O Paraná ficou com o melhor desempenho dos cursos de Direito no País. Seis faculdades do Estado vão receber um selo de qualidade do Conselho Federal da Ordem dos Advogados do Brasil, que fez o estudo. O prêmio será conferido à Universidade Federal do Paraná (UFPR), Faculdade de Direito de Curitiba, Pontifícia Universidade Católica do Paraná (PUC-PR), Universidade Estadual de Maringá (UEM), Universidade Estadual de Londrina (UEL) e Faculdade Estadual de Direito do Norte Pioneiro, em Jacarezinho.

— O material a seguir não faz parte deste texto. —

PR #276, opened 2021-04-01
Bump version to v0.4.20

cjhutchi:

### DIFF
--- a/Gemfile.lock
+++ b/Gemfile.lock
@@ -8,7 +8,7 @@ GIT
 PATH
   remote: .
   specs:
-    tapioca (0.4.19)
+    tapioca (0.4.20)
       bundler (>= 1.17.3)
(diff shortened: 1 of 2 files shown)


Gemfile.lock
```diff
@@ -189,7 +189,7 @@ GEM
     smart_properties (1.15.0)
     sorbet (0.5.6357)
       sorbet-static (= 0.5.6357)
-    sorbet-runtime (0.5.6357)
+    sorbet-runtime (0.5.6361)
```
paracycle, line 192: Can we not comment this change? Not that it makes a difference for the release, but it would be great if the versions of runtime and static were in sync.

cjhutchi: Just saw that. Removing now

paracycle (approved):

PR #277, opened 2021-04-02
Extend protobuf support for map and repeated

kddeisz:
### Motivation

Was reviewing a PR that involved using protobuf objects directly and saw that they could not be properly typed.

### Implementation

Fields in protobuf can be marked as "repeated" or "map", which loosely correspond to arrays and hashes, respectively. This commit extends our support for protobuf by correctly marking the types of these fields. It also adds an initialize method to each of the protobuf classes so that creating them can be typed.

Basically, when you have `repeated` fields (https://developers.google.com/protocol-buffers/docs/reference/ruby-generated#repeated-fields), it looks like:

```ruby
repeated :examples, :string, 1
```

which corresponds to:

```ruby
sig { returns(Google::Protobuf::RepeatedField[String]) }
def examples; end

sig { params(value: Google::Protobuf::RepeatedField[String]).returns(Google::Protobuf::RepeatedField[String]) }
def examples=(value); end
```

and in the initialize method, it adds the following parameter:

```ruby
sig { params(examples: T.any(Google::Protobuf::RepeatedField[String], T::Array[String])).void }
def initialize(examples: Google::Protobuf::RepeatedField.new(:string)); end
```

This logic includes protobuf defaulting the value for the argument as well as the fact that you can pass an array for the value and it will automatically convert it into a `RepeatedField`.

Similarly, when you have `map` fields (https://developers.google.com/protocol-buffers/docs/reference/ruby-generated#map-fields), it looks like:

```ruby
map :examples, :string, :string, 1
```

which corresponds to:

```ruby
sig { returns(Google::Protobuf::Map[String, String]) }
def examples; end

sig { params(value: Google::Protobuf::Map[String, String]).returns(Google::Protobuf::Map[String, String]) }
def examples=(value); end
```

and in the initialize method, it adds the following parameter:

```ruby
sig { params(examples: T.any(Google::Protobuf::Map[String, String], T::Hash[String, String])).void }
def initialize(examples: Google::Protobuf::Map.new(:string, :string)); end
```

This commit includes making `Google::Protobuf::RepeatedField` and `Google::Protobuf::Map` generic so that it supports the same interface (and so we get the `Enumerable` typing for free). It also adds types to the `initialize` method so that we can write those in tests and they get typed for free. _Technically_ you can also use string keys for the `initialize` method, but I doubt it's being used a lot and it's cleaner this way because we can declare types for all of the keys.

### Tests

Yup, tests updated.

### DIFF
--- a/lib/tapioca/compilers/dsl/protobuf.rb
+++ b/lib/tapioca/compilers/dsl/protobuf.rb
@@ -62,32 +62,98 @@ module Tapioca
       # end
       # ~~~
       class Protobuf < Base
+        # Parlour doesn't support type members out of the box, so adding the
+        # ability to do that here. This should be upstreamed.
+        class TypeMember < Parlour::RbiGenerator::RbiObject
+          extend T::Sig
+
+          sig { params(other: Object).returns(T::Boolean) }
+          def ==(other)
+            TypeMember === other && name == other.name
+          end
+
+          sig do
+            override
+              .params(indent_level: Integer, options: Parlour::RbiGenerator::Options)
+              .returns(T::Array[String])
+          end
+          def generate_rbi(indent_level, options)
+            [options.indented(indent_level, "#{name} = type_member")]
+          end
+
+          sig do
+            override
+              .params(others: T::Array[Parlour::RbiGenerator::RbiObject])
+              .returns(T::Boolean)
+          end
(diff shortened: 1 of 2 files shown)


paracycle (approved):
Looks great! Thank you.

Apesar do Estado de São Paulo ter nove faculdades que também vão ganhar o selo, a técnica da comissão de ensino jurídico da OAB, Bistra Apostolova, compara que ‘‘proporcionalmente, o Paraná teve o maior número de cursos de direito recomendados pelo Conselho Federal da ordem’’. Os critérios para medir a qualidade se basearam nos resultados dos exames de admissão profissional da OAB, Provão e condições de oferta das faculdades, como o conteúdo didático-pedagógico, quadro de professores e infra-estrutura.
Em fevereiro, a nova diretoria da OAB decide se o selo de qualidade vai ter duração de um ou três anos e quando ele será entregue. Cento e setenta e seis dos 400 cursos de direito existentes no Brasil foram avaliados em dois anos de pesquisa. Apenas 52 instituições vão receber o selo, de acordo com o anúncio feito ontem em Brasília.

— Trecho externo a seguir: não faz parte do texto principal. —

PR #291, opened 2021-04-20
Compile T.type_alias

jeffcarbs:
### Motivation

We're have a `T.type_alias` defined in an internal gem that we want to use inside a consuming application. Seems like it ought to come over in the RBI since the constant is available at runtime.

### Implementation

Currently tapioca ignores `T.type_alias` since it starts with `T::Private::Types::`. This PR updates the spot where that bailout happens and adds a special case to handle it.

### Tests

Extended one test and added another.


paracycle (approved):
Thanks for rebasing this. I've tested this change on our monolith and it works great.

Nem todas as faculdades foram avaliadas porque a OAB selecionou aquelas que, além de ter alunos inscritos nos exames da instituição tivessem participado das cinco edições do Exame Nacional de Cursos, o Provão. Isso limitou o total de cursos analisados.
Bistra Apostolova diz que o selo foi criado para ajudar a população a identificar onde estão os cursos mais promissores. ‘‘Muitas pessoas ligavam para a OAB perguntando quais as faculdades com melhores condições de ensino’’, conta.
Ontem, o presidente do Superior Tribunal de Justiça (STJ), Paulo Costa Leite, sugeriu que o Ministério da Educação adote uma espécie de ‘‘quarentena’’ para novos cursos de Direito. As autorizações para o funcionamento das faculdades ficariam suspensas por um tempo determinado. ‘‘A abertura desenfreada de novos cursos fez surgir a ‘‘indústria dos canudos’, que não tem qualquer interesse na qualidade de ensino’’, afirmou.
O secretário de Ensino Superior do MEC, Antônio MacDowell, não acredita que uma ‘‘quarentena’’ ajude a solucionar o problema de qualidade das escolas de Direito. ‘‘Por que eu deveria decidir por uma ‘‘quarentena’ e suspender todas as autorizações, mesmo que chegue um projeto excelente de curso?’’, perguntou.
O secretário reconhece que as avaliações ainda devem ser melhoradas. ‘‘Os critérios podem ser mais homogêneos e até mesmo mais rigorosos’’, disse.